楚归木站在战场边缘,久久无法迈出第一步。
她见过很多死亡——在医院里,在殡仪馆,在那些不得不面对离别的人生时刻。但她从未见过这样的死亡。
这里的死亡,不是安静的、体面的、被妥善安置的,这里的死亡,是狰狞的、惨烈的、被遗忘的。
没有人来收尸。没有人为他们合上眼睛。没有人告诉他们牵挂的人:你们可以安心走了。
他们就躺在这里,躺了几百年,等着永远不会来的归乡。
楚归木深吸一口气,踏上了这片焦黑的土地。
她不知道自己走了多久。

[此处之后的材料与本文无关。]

PR #479, opened 2023-01-12
Fix "Stop Compute Fleet" button still spinning after the compute fleet is stopped

### LINKED ISSUE #150: Stop Compute Fleet Spinning
Stop Compute Fleet (from the Edit dialogue) never stops spinning even after the cluster stops.

mtfranchetto:
## Description

Introduces an hook to poll the details of a cluster to fix an erroroneus behavior of the "Stop compute fleet" button inside the wizard.
I choose a plain `setInterval` approach instead of going full `react-query` because its refetch API is tricky to use with this specific case.

Fixes #150.

## How Has This Been Tested?

- stopped a cluster and verified that split panel details are updated correctly
- stopped a cluster while editing its configuration and verified the button stops spinning after shutdown

## PR Quality Checklist

### DIFF
--- a/frontend/src/components/__tests__/useClusterPoll.test.tsx
+++ b/frontend/src/components/__tests__/useClusterPoll.test.tsx
@@ -1,0 +1,57 @@
+import {renderHook} from '@testing-library/react-hooks'
+import {useClusterPoll} from '../useClusterPoll'
+
+jest.mock('../../model', () => ({
+  DescribeCluster: jest.fn(),
+}))
+import {DescribeCluster} from '../../model'
+import {act} from 'react-dom/test-utils'
+
+describe('Given a cluster poll', () => {
+  beforeEach(() => jest.useFakeTimers())
+  afterEach(() => {
+    jest.resetAllMocks()
+    jest.useRealTimers()
+  })
+
+  describe('when a cluster name is given', () => {
+    it('should start polling the resource', () => {
+      renderHook(() => useClusterPoll('Test', true))
+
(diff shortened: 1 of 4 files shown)


frontend/src/components/useClusterPoll.tsx
```diff
@@ -0,0 +1,20 @@
+import {useEffect, useState} from 'react'
+import {DescribeCluster} from '../model'
+
+export const useClusterPoll = (clusterName: string, startOnRender: boolean) => {
+  const [start, setStart] = useState(startOnRender)
+
+  useEffect(() => {
+    if (!start) return
```
mendaomn, line 8: issue: should we clear the interval when `start` goes to false after `stop()` has been called?

frontend/src/components/__tests__/useClusterPoll.test.tsx
```diff
@@ -0,0 +1,57 @@
+import {renderHook} from '@testing-library/react-hooks'
```
mendaomn, line 1: praise: great test, it's readable and easy to follow even if it's more complicated than your average test, well done!

frontend/src/components/useClusterPoll.tsx
BarcoMasile: isn't this already taken care of of the code at line 13 ?

mtfranchetto: Yes, it should be handled already by L13, otherwise I haven't understood your point

BarcoMasile (approved):

PR #482, opened 2023-01-12
Removed print statements from the codebase

BarcoMasile:
Removed print statements from the codebase.
Left them in the infrastructure file since they could be useful there.

### DIFF
--- a/api/PclusterApiHandler.py
+++ b/api/PclusterApiHandler.py
@@ -346,22 +346,17 @@ def sacct():
         if isinstance(accounting, tuple):
             return accounting
         # Try to retrieve relevant cost information
-        try:
-            queue_name = json.loads(accounting)[0]["partition"]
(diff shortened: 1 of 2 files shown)


api/PclusterApiHandler.py
```diff
@@ -360,7 +357,7 @@ def sacct():
             if not isinstance(_price_guess, tuple):
                 price_guess = _price_guess
         except Exception as e:
-            print(e)
+            pass
```
tmscarla, line 360: thought: shall we log the exception in this case?

tmscarla (approved):

api/PclusterApiHandler.py
BarcoMasile: We could probably raise the exception and let our handlers deal with that (log and return the error)
Yes I'll do that

tmscarla (approved):

PR #484, opened 2023-01-13
Fix logger pushing non-string payloads to remote logging system

mendaomn:
## Description

This PR fixes an issue allowing any payload to be sent as message to the remote logging system. 

This is mostly related to the fact that rejected promises can contain any value, thus by blindly logging the `event.reason` of the `PromiseRejectionEvent` we risk to push non-string values to the remote logging system

This could also occur in the future, by logging values that have been typed as `any` (which would defeat the type checking), therefore the guard is place inside the `RemoteLogger`

## Changes

- log stacktraces when Errors are logged
- stringify non-string messages before pushing them
- handle undefined messages

## How Has This Been Tested?

- manually
- unit tests

Log entry to be sent to the remote logging system, in case of an uncaught axios error:
image

## PR Quality Checklist

### DIFF
--- a/frontend/src/logger/ILogger.ts
+++ b/frontend/src/logger/ILogger.ts
@@ -9,7 +9,11 @@ export interface ILogger {
 
   debug(message: string, extra?: Record<string, unknown>, source?: string): void
 
-  error(message: string, extra?: Record<string, unknown>, source?: string): void
+  error(
+    message: Error | string,
+    extra?: Record<string, unknown>,
+    source?: string,
+  ): void
 
   critical(
     message: string,
--- a/frontend/src/logger/ILogger.ts
+++ b/frontend/src/logger/ILogger.ts
@@ -16,7 +16,7 @@ export interface ILogger {
   ): void
 
   critical(
-    message: string,
+    message: Error | string,
     extra?: Record<string, unknown>,
     source?: string,
   ): void
--- a/frontend/src/logger/RemoteLogger.ts
+++ b/frontend/src/logger/RemoteLogger.ts
@@ -116,7 +116,7 @@ export class Logger implements ILogger {
     if (payload instanceof Error) {
       extra = {
         ...extra,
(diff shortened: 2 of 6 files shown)


frontend/src/logger/RemoteLogger.ts
```diff
@@ -20,6 +20,8 @@ type BufferConfig = {
   window: number
 }
 
+const DEAFULT_MESSAGE = 'This log entry has no message.'
```
mtfranchetto, line 23: todo: small typo!

frontend/src/logger/ILogger.ts
```diff
@@ -9,7 +9,11 @@ export interface ILogger {
...
   debug(message: string, extra?: Record<string, unknown>, source?: string): void
 
-  error(message: string, extra?: Record<string, unknown>, source?: string): void
+  error(
+    message: Error | string,
+    extra?: Record<string, unknown>,
+    source?: string,
+  ): void
 
   critical(
```
mtfranchetto, line 18: question: shall we pass errors to `critical` as well?

frontend/src/logger/RemoteLogger.ts
```diff
@@ -96,9 +102,27 @@ export class Logger implements ILogger {
...
   ): LogEntry {
-    return {message, level, extra}
+    if (!payload) {
+      return {message: DEAFULT_MESSAGE, level, extra}
+    }
+
+    if (payload instanceof Error) {
+      extra = {
+        ...extra,
+        trace: payload.stack,
```
mtfranchetto, line 115: suggestion(non-blocking): I'd call this field `stacktrace` since trace is vague and makes me think of tracing

frontend/src/logger/ILogger.ts
mendaomn: makes sense to me

mtfranchetto (approved):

也许是一刻钟,也许是一个时辰。在这片没有时间感的空间里,一切都变得模糊。只有脚下的尸骨,一具接一具,一具叠一具,绵延到天边。
然后,他听见了第一个声音。那不是人声,而是一种极其微弱的、几乎要被寂静吞没的震颤——像是风吹过断裂的弓弦,像是锈蚀的甲片轻轻碰撞,像是一个在黑暗中困了太久的人,终于听见了脚步声,想要呼喊,却发不出任何声音。
楚归木停下脚步,循着那震颤望去。
那是一具靠着半截残碑的尸骨。他的姿势很奇怪——不是战斗时的姿态,也不是被击倒后的姿态,而是……像是坐着的。他靠着那块残碑,双手捧着什么,捧在胸前,捧得很紧,紧到指骨已经和那东西融为了一体。
楚归木走近,蹲下才发现那是一卷竹简。不,不是普通的竹简。它被精心包裹在几层葛布里面,葛布已经朽烂,但竹简本身却奇迹般地保存了下来。那双手就捧着它,死死地捧着,仿佛那是比生命更重要的东西。
楚归木伸出手,轻轻触碰那卷竹简。